Research & Innovation

From glucose logging to Occupational Metabolic Intelligence

The live product solves an immediate problem. The long-term research question is broader.

RoadWell’s live product addresses an immediate problem: making glucose-monitoring routines easier to follow and document around professional driving. But the long-term research question is broader:

Can occupational context help us understand changes in metabolic health earlier and more personally than health measurements viewed in isolation?

Professional drivers do not live under laboratory conditions. Their metabolic patterns can occur alongside changing shifts, long journeys, disrupted meals, sleep patterns and repeated periods of sedentary work.
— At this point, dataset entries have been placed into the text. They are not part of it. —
PR #1055, opened 2026-06-13
Standardize the Vlasov velocity map implementation, always creating the mapping and when using Serendipity basis, falling back to C^0 linear map

JunoRavin:
The work in kitp-hamil-vlasov implemented the higher order mapping function described in DR: https://github.com/ammarhakim/gkeyll/issues/444 and the following paper: https://arxiv.org/abs/2602.17487

However, that higher order mapping, in which the mapping is represented with a C^1 cubic and thus the velocity space Jacobian is a continuous quadratic function, is only valid for tensor bases with p>=2 in velocity space (due the form of the velocity space Jacobian division operation at Gauss-Legendre quadrature points). 

To enable users to still utilize nonuniform mappings even when running with the Serendipity basis, we now run in two modes: if running with a tensor basis (since there is currently no tensor p=1 hybrid implementation), everything proceeds as before with the creation of the C^1 cubic mapping and the continuous quadratic velocity space Jacobian, but if running with the Serendipity basis, project the mapping onto a C^0 linear mapping with piecewise constant (and thus discontinuous) velocity space Jacobian. 

Thus the velocity-space Jacobian can be created by default in all cases (with the mapping falling back to the identity map when no mapping is detected and nothing changing about the underlying operations). 

Few more quality of life improvements:
1. Consolidate all nonuniform velocity space arrays and operations into the gkyl_vlasov_velocity_map struct (with corresponding functions for writing, dividing out the Jacobian, and rescaling by the Jacobian). 
2. New unit tests for both moment computation and special relativistic auxiliary variable (things like the sr_pressure) computation. These are designed to compare against analytic and numerically expected results for a multivariate Gaussian with full M2ij in the moment case, and a drifting relativistic Maxwellian in the sr_vars case. 

Unit tests are passing but I haven't yet done a sweep of the kernels to double-check the new Maxima isn't doing anything non-standard on the simplification side


ammarhakim (approved):
This looks ready to merge. We should aim to merge the KITP branch into main as soon as possible.

JunoRavin:
I also added new collisions tests for checking kitp-hamil-vlasov's collisions implementation (https://github.com/ammarhakim/gkeyll/commit/5ccede2998e81d23560f73ba93d3899f4a01d9bc). I will keep working through this after this is merged, but we should be converging towards merging of kitp-hamil-vlasov.

johnson452 (approved):
I've tested that the dg_gr_maxwell and gr_traids fold in correctly and the physics results remain unchanged. Further, I've verified the CPU and GPU (Perlmutter) builds, ran select regression tests and sanitizer on these tests. This looks ready to merge.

RoadWell is building a consented longitudinal research dataset that links health-monitoring information with appropriate occupational context, to test whether those relationships can generate useful, validated insights.

The live MVP is the foundation. Predictive and personalised capabilities described below are research-stage functionality and are not currently offered as clinical decision tools.
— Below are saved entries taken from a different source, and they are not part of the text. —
PR #1059, opened 2026-06-15
Reorganize field struct in Vlasov-Maxwell app for modularity between Vlasov-Maxwell and Vlasov-Poisson

JunoRavin:
This PR goes with this DR: https://github.com/ammarhakim/gkeyll/issues/1058

Previously, the switching between different field types such as Vlasov-Poisson and Vlasov-Maxwell was handled at the app level, with function pointers defined in `gkyl_vlasov_app` like so:

```
// Vlasov object: used as opaque pointer in user code
struct gkyl_vlasov_app {
...
  bool has_field; // has field
  struct vm_field *field; // pointer to field object
  // Pointer to function that calculates external electric and magnetic fields.
  void (*field_ext_em_calc)(gkyl_vlasov_app *app, struct vm_field *field, double tm);
  // Pointer to function that calculates external applied currents.
  void (*field_app_current_calc)(gkyl_vlasov_app *app, struct vm_field *field, double tm);
  // Pointer to function that calculates external potentials (phi, A).
  void (*field_ext_pot_calc)(gkyl_vlasov_app *app, struct vm_field *field, double tm);
  // Function used to compute the integrated field energy (e.g., E^2 + B^2 or |grad(phi)|^2). 
  void (*field_energy_calc)(gkyl_vlasov_app *app, double tm, const struct vm_field *field);
  // Function which writes out electromagnetic/electrostatic fields. 
  void (*field_write)(gkyl_vlasov_app *app, double tm, int frame);
  // Function which writes out integrated field energy. 
  void (*field_energy_write)(gkyl_vlasov_app *app);
...
}
```

This organization has a number of disadvantages: firstly it mixes layers. It forces vlasov.c to both wrap the lower level private API calls to different Vlasov field functionality and the public API calls for user-defined components such as calculating the field energy. Further, it makes the deployment of Vlasov-Poisson vs. Vlasov-Maxwell nonuniform (some places you have app->func, some places you do an if statement because that function is not defined for that field type). Finally, and perhaps crucially, it's intrinsically different from the way the species wrapping is handled at this point for no clear reason, introducing potential confusion on how to extend the field objects, where to put certain methods, and which calls go where for different field types. 

I have refactored the field creation and use throughout the app program flow with a new API defined in vlasov_field.c 

vlasov_field.c and its associated private header gkyl_vlasov_field_priv.h are **not** new objects. They only wrap the existing vm_field.c and vp_field.c infrastructure in a way that there is a single set of function pointers each field object must define so that all of the vlasov.c (and associated vlasov_forward_euler.c and vlasov_update_ssp_rk3.c) functions are defined appropriately and there is no mixing of a public and private API. This refactor means that now, those function pointers are part of the `vm_field` object:

```
struct vm_field {
  struct gkyl_vlasov_field info; // data for field
  enum gkyl_field_id field_id; // Type of field.

  // Type-specific methods set by vm_field_new()/vp_field_new(). Dispatched
  // through the vlasov_field_* wrappers so callers stay field-type-agnostic.
  double (*update_func)(gkyl_vlasov_app *app, double tcurr,
    const struct gkyl_array *fin[], const struct gkyl_array *emin, struct gkyl_array *emout);
  void (*combine_func)(gkyl_vlasov_app *app, struct vm_field *field, struct gkyl_array *out,
    double c1, const struct gkyl_array *arr1, double c2, const struct gkyl_array *arr2);
  void (*copy_range_func)(gkyl_vlasov_app *app, struct vm_field *field,
    struct gkyl_array *out, const struct gkyl_array *inp);
  void (*apply_ic_func)(gkyl_vlasov_app *app, struct vm_field *field,
    const struct gkyl_array *fin[], double t0);
  void (*apply_bc_func)(gkyl_vlasov_app *app, const struct vm_field *field, struct gkyl_array *em);
  void (*limiter_func)(gkyl_vlasov_app *app, struct vm_field *field, struct gkyl_array *em);
  void (*complete_update_func)(gkyl_vlasov_app *app, double dt, const struct gkyl_array *fin[],
    const struct gkyl_array *fluidin[], const struct gkyl_array *emin, struct gkyl_array *emout);
  void (*calc_ext_em_func)(gkyl_vlasov_app *app, struct vm_field *field, double tm);
  void (*calc_app_current_func)(gkyl_vlasov_app *app, struct vm_field *field, double tm);
  void (*calc_ext_pot_func)(gkyl_vlasov_app *app, struct vm_field *field, double tm);
  void (*calc_energy_func)(gkyl_vlasov_app *app, double tm, const struct vm_field *field);
  void (*write_func)(gkyl_vlasov_app *app, double tm, int frame);
  void (*write_energy_func)(gkyl_vlasov_app *app);
  // Read the field's restart data for the given frame. Vlasov-Maxwell reads the
  // EM field from its restart file; Vlasov-Poisson (re-solved from the restarted
  // distribution elsewhere) and the null field are no-ops.
  struct gkyl_app_restart_status (*read_func)(gkyl_vlasov_app *app, struct vm_field *field, int frame);
  void (*release_func)(const gkyl_vlasov_app *app, struct vm_field *field);
...
}
```

and vlasov_field.c's API calls wraps these functions so that the calls in the top-level app and time stepper dispatch to the correct field calls.

Along the way additional quality-of-life improvements emerged from this refactor:
1. All the vm_field and vp_field private API now naturally sits in gkyl_vlasov_field_priv.h, making the overall gkyl_vlasov_priv.h more modular and giving developers a slightly easier time for where they can go to add new field capabilities, with a noted demarcation between the API that vlasov_field provides that wraps the private functions to vm_field and vp_field
2. NULL_FIELD is now a specific field object that is created, eliminating numerous app->has_field calls throughout the code and thus helping to prevent bugs/crashes from cropping up where someone adds something and forgets to guard it with app->has_field. Now so long as a new developer sees the list of functions expected to be defined for field, and correctly makes the function a no-op, there will be no error propagation into the main function loop. 
3. Further modularization revealed itself in the form of e.g., having a read_func for each field type, thus clearly separating field types such as Maxwell's that require us to read a restart frame and field types such as Poisson that obtain the potential solely from the distribution function that is read-in
4. **Important program flow piece: this refactor also revealed a straightforward way for the update method to fold into the vlasov_forward_euler call regardless of field type. We compute the "field update" before the species update. If we are Maxwell's nothing is changed and everything is still bit-identical. If we are Poisson, we have then obtained the potential at the correct time for the time stepping of the distribution function.**


johnson452 (approved):
Looks good, and passes make Vlasov-check on GPU. I ran several regression tests for GR / flat space Maxwell on GPU. Further ran sanitizer which was clean. Ready to merge pending a small commit by Jimmy on restarts.

PR #1060, opened 2026-06-15
Kinetic radiation fit parameters Python sub-repository

jaimix4:
## Purpose / Summary
This PR integrates a automated radiation fitting sub-repository (`kin-rad-py`) for calculating plasma radiation parameters in the fashion of a kinetic operator according to the methodology developed in [J. Roeltgen et al. NF 65 2025](https://iopscience.iop.org/article/10.1088/1741-4326/adff28). This implementation was based in the [original repository](https://github.com/jRoeltgen/radiation_operator) of this work. 

Key changes include:
* **Pipeline Integration:** Added the `kin-rad-py/` subdirectory in Gkeyll containing the standalone Python data fetching, batch fitting, and instructions for future development.
* **Updated Database:** Rebuilt `radiation_fit_parameters.txt` using non-linear optimization algorithms (SLSQP), improving curve accuracy across a wider range of density intervals. See the following example:

H_0_13 0_20260526_125622

The current database with which the new `radiation_fit_parameters.txt` is `prod_rs_server_1` inside `kin-rad-py/fits_data/`. To check all the comparison plots for the different elements and density [see plot files in the repository where this work was prototyped](https://github.com/jaimix4/kin-rad-gkeyll/tree/main/fits_data/fit-db_prod_rs_server_1/plots).

## Testing & Verification
* Verified that the updated database formats are compatible with the core C-reader parsing modules in `gyrokinetic/zero/radiation_read.c`. For further information in implementation check the README.md in `kin-rad-py`.
* Compared results of legacy database and the new produced test in regression test: `rt_gk_rad_1x2v_p1`, `rt_gk_rad_nonuniformv_1x2v_p1` and `rt_gk_rad_low_Te_1x2v_p1` for H plasma. The results for integrated moments are presented here:
image
image
image

## Future work
* In case a new database wants to be created, or add new elements (e.g. W) to repository already allows this functionality, please check README.md. 
* If fits needs to be fine-tune, the architecture allows for the implementation of the functionality of fine-tuning a fit and then replace it in a existing database. Several parameters can be fine tune in fit, as for example the minimum $T_e$ taken into account during the fit. Please check `fit_batch.py` as most scripts have useful documentation. 

## Core Files Added/Modified
* `gyrokinetic/data/adas/radiation_fit_parameters.txt` (Updated text database)
* `gyrokinetic/data/adas/kin-rad-py/` (New tracked python modules and sub-.gitignore)

Please any other test needed, let me know.


jRoeltgen:
The energy loss in the first 2 regression tests changed in a systematic way. Is the amount it changed the amount that is expected based on the different fits? It looks like it changes in the correct direction, but I don't remember the temperature in these tests.

jaimix4:
> The energy loss in the first 2 regression tests changed in a systematic way. Is the amount it changed the amount that is expected based on the different fits? It looks like it changes in the correct direction, but I don't remember the temperature in these tests.

For rt_gk_rad_1x2v_p1 and rt_gk_rad_nonuniformv_1x2v_p1, the normalized temperature is log10(30eV) ~ 1.5 and the radiation cutoff temperature is log10(12eV) ~ 1.07. From the $L_z$ vs $T_e$ plots for H, at log10($T_e$) = 1.5 my fit has higher emissivity, hence why systematically for these two test the 3rd moment shows higher loss of energy for the tests with my fit.

For  rt_gk_rad_low_Te_1x2v_p1, the normalized temperature is 0.72 eV, and it still has the 12eV cutoff, hence why the show the same energy loss since the emissivity is dictated by the established amount below the cutoff for both.

jRoeltgen:
> > The energy loss in the first 2 regression tests changed in a systematic way. Is the amount it changed the amount that is expected based on the different fits? It looks like it changes in the correct direction, but I don't remember the temperature in these tests.
> 
> For rt_gk_rad_1x2v_p1 and rt_gk_rad_nonuniformv_1x2v_p1, the normalized temperature is log10(30eV) ~ 1.5 and the radiation cutoff temperature is log10(12eV) ~ 1.07. From the L z vs T e plots for H, at log10( T e ) = 1.5 my fit has higher emissivity, hence why systematically for these two test the 3rd moment shows higher loss of energy for the tests with my fit.
> 
> For rt_gk_rad_low_Te_1x2v_p1, the normalized temperature is 0.72 eV, and it still has the 12eV cutoff, hence why the show the same energy loss since the emissivity is dictated by the established amount below the cutoff for both.

If you haven't already, it might be good to quantitatively check that difference. But it looks good.

jRoeltgen (approved):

The Occupational Metabolic Intelligence framework

LIVE

Layer 1 — Occupational monitoring data

RoadWell currently captures consented monitoring information around the professional-driving workflow, including timestamps, relevant journey context and monitoring adherence.

R&D

Layer 2 — Metabolic Shift Signature

A longitudinal representation of how an individual driver’s metabolic pattern changes under recurring occupational conditions — establishing an individual’s own baseline rather than comparing only against a population average.

R&D

Layer 3 — Deterioration intelligence

Tests whether occupational signals provide measurable predictive value beyond conventional demographic and health information. Any predictive capability is introduced only after adequate data, validation, clinical governance and appropriate regulatory assessment.

R&D

Layer 4 — Adaptive support

Tests whether behaviour support adapted to working pattern, culture and individual response produces better sustained engagement than generic advice.

SAFETY

Layer 5 — Safety constraints

Any future personalised output sits behind deterministic safety, clinical, regulatory and driving-context rules.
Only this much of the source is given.